Assessing cellulose dissolution efficiency in solvent systems based on a robust experimental quantification protocol and enthalpy data

Abstract

Abstract Dissolution of microcrystalline cellulose (MCC) in pure ionic liquids (ILs) and IL/dimethyl sulfoxide (DMSO) mixtures (mole fraction χDMSO = 0.2–0.9) was quantified using a specially constructed mechanical stirring system that allows reproducible agitation speed; temperature control, and minimum solution-air contact.
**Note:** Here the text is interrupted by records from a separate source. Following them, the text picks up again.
Issue #387, opened 2021-12-22
[Feature]: Platform Operator can configure external protocol, domain, and port for API ingress


tcdowney:
### Blockers/Dependencies

Traditionally Cloud Controller expected that all incoming requests would be coming externally through the Gorouters on ports 80 or 443. So for [URLs that it would give back to clients](https://github.com/cloudfoundry/cloud_controller_ng/blob/5b8455c1a4e9a9f1eda712f5283ad663e24a4912/app/presenters/api_url_builder.rb#L3) only the external protocol and domain were configurable.

In Kubernetes, however, we have less control over ingress and operators have more flexibility in how they configure things. We should make the cf-k8s-controllers API shim have extra configurability to support non-standard ingress ports.

### Background

**As a** Platform Operator
**I want** to be able to configure `externalPort`, `externalFQDN`, and `externalProtocol` in the API Shim's [config](https://github.com/cloudfoundry/cf-k8s-controllers/blob/main/api/config/base/apiconfig/cf_k8s_api_config.yaml) instead of `serverURL`
**So that** I have more flexibility when it comes to how I set up my ingress routing to the API

### Acceptance Criteria

---

## Defaults

* `externalFQDN` - should be required and cannot be defaulted
* `externalProtocol` - should default to `https`
* `externalPort` - should be optional (could default to `""` and be omitted when not present)

---

### `externalPort` is empty

**GIVEN** I have left `externalPort` empty
**WHEN I** observe pagination links and `Job` redirection links (after applying a manifest or deleting an app)
**THEN I** see that there is no port included in the URL. E.g. `https://api.example.com/jobs/:guid`

### `externalPort` is present

**GIVEN** I have set `externalPort` (for this example let's set it to `9123`)
**WHEN I** observe pagination links and `Job` redirection links (after applying a manifest or deleting an app)
**THEN I** see that that the port is included in the URL. E.g. `https://api.example.com:9123/jobs/:guid`

---

### Dev Notes

* These properties should be familiar to operators who have deployed Cloud Controller through the capi-release BOSH release: https://github.com/cloudfoundry/capi-release/blob/develop/jobs/cloud_controller_ng/spec#L342-L347
* **NOT SURE IF STILL RELEVANT** We should centralize our URL building logic more. Right now it's spread across a couple of places, like here: https://github.com/cloudfoundry/cf-k8s-controllers/blob/main/api/apis/space_manifest_handler.go#L72 
[...]

PR #751, opened 2022-03-03
Update app ingress on Kind to HTTPS

davewalter:
No, but this work follows on from #387 

## What is this change about?
As part of #387, we updated the API ingress on Kind to use HTTPS. This PR updates the app ingress on Kind to also use HTTPS. It also updates the e2e tests to allow them to be run against all clusters.

No

## Acceptance Steps
Deploy and run e2e tests.


julian-hj (approved):
LGTM

api/tests/e2e/routes_test.go
```diff
@@ -243,11 +244,13 @@ var _ = Describe("Routes", func() {
...
-				appClient := resty.New()
+				appClient := resty.New().SetTLSClientConfig(&tls.Config{InsecureSkipVerify: true})
 				Eventually(func() int {
 					var err error
-					resp, err = appClient.R().Get(fmt.Sprintf("http://%s.%s", host, appFQDN))
-					Expect(err).NotTo(HaveOccurred())
+					resp, err = appClient.R().Get(fmt.Sprintf("https://%s.%s", host, appFQDN))
+					if err != nil {
+						return 0
+					}
```
georgethebeatle, line 253: Returning 0 as an invalid http status is a bit weird to me. I would do one of the following instead:
- change the function signature to return (int, error) and simply propagate the error. Ginkgo will detect if the second argument is non-nil and fail if it is so.
- change the function signature to accept a gomege.Gomega arg which allows the use of the Succeed mathcher and inline assertions as explained in [the inline docs](https://github.com/onsi/gomega/blob/c8ba5823d8c284a7f8c070cb0f3ec3faf076db04/gomega_dsl.go#L292-L301)
I would lean towards the latter in this case since it will get rid of the if and make the code easier to read

scripts/deploy-on-kind.sh
```diff
@@ -193,8 +193,31 @@ function deploy_cf_k8s_controllers() {
...
+        -nodes \
+        -subj '/CN=*.vcap.me' \
+        -extensions SAN -config <(cat /etc/ssl/openssl.cnf <(printf "[ SAN ]\nsubjectAltName='DNS:*.vcap.me'")) \
+        -days 365
+    fi
+
+    kubectl create secret tls cf-k8s-workloads-ingress-cert \
+      -n cf-k8s-controllers-system \
+      --cert=/tmp/app-tls.crt \
+      --key=/tmp/app-tls.key
```
georgethebeatle, line 220: Does it make sense to extract the secret generation to a separate script? We are already doing this for eirini: https://github.com/cloudfoundry/cf-k8s-controllers/blob/e2e-tests-run-on-non-kind-clusters/scripts/generate-eirini-certs-secret.sh

This would unclutter the script a little bit. Also given that these secret generation scripts are pretty similar maybe it is possible to somehow generalize and dry things up even further.

georgethebeatle (approved):
LGTM, but left some minor comments inline

scripts/deploy-on-kind.sh
julian-hj: Another thing to note is that `kubectl create secret` isn't idempotent, so we should either check to see if the secret already exists, or just delete any existing secret. Otherwise the deploy-on-kind.sh script will fail when we re-run it.

Birdrock: My opinion is that `kubectl create` should never be used in scripts for this very reason. `kubectl apply -f <<EOF...` is a reasonable alternative.

PR #2, opened 2017-09-11
make suite.out user-friendly

sharkcz:
Put some separators to the test cases outputs so suite.out
is more readable.


p-steuer:
Merged cf7bbe84f6a82226553ac6d751754d5242d94bd1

The electrolytes employed were: 1-(n-butyl)-3-methylimidazolium acetate (C4MeIm AcO), 1-(methoxyethyl)-3-methylimidazolium acetate (C3OMeIm AcO), 1,8-diazabicyclo[5.4.0]undec-7-enium acetate (DBU AcO), tetramethylguanidinium acetate (TMG AcO), and tetra(n-butyl)ammonium fluoride hydrate (TBAF·xH2O). The effects on MCC dissolution of IL/DMSO composition, and temperature (50, 70°C) were studied. C4MeIm AcO and C4MeIm AcO/DMSO were more efficient solvents than their C3OMeIm AcO counterparts, due to “deactivation” of the ether oxygen of C3OMeIm AcO. MCC dissolution by C4MeIm AcO/DMSO was compared with DBU AcO/DMSO, TMG AcO/DMSO at χDMSO = 0.6, and TBAF·xH2O/DMSO at χDMSO = 0.95. The relative efficiency was (solutions in DMSO): C4MeIm AcO > C3OMeIm AcO > DBU AcO > TMG AcO > TBAF·xH2O. The efficiency of C4MeIm AcO relative to C3OMeIm AcO is due to higher solution basicity. Isothermal titration calorimetry was used to study cellobiose-solvent interactions. Except for TBAF·xH2O/DMSO, these interactions are exothermic; the relative solvent efficiency increases with increasing dissolution |enthalpy|. Using the mole fraction concentration scale to report cellulose dissolution avoids possible ambiguities.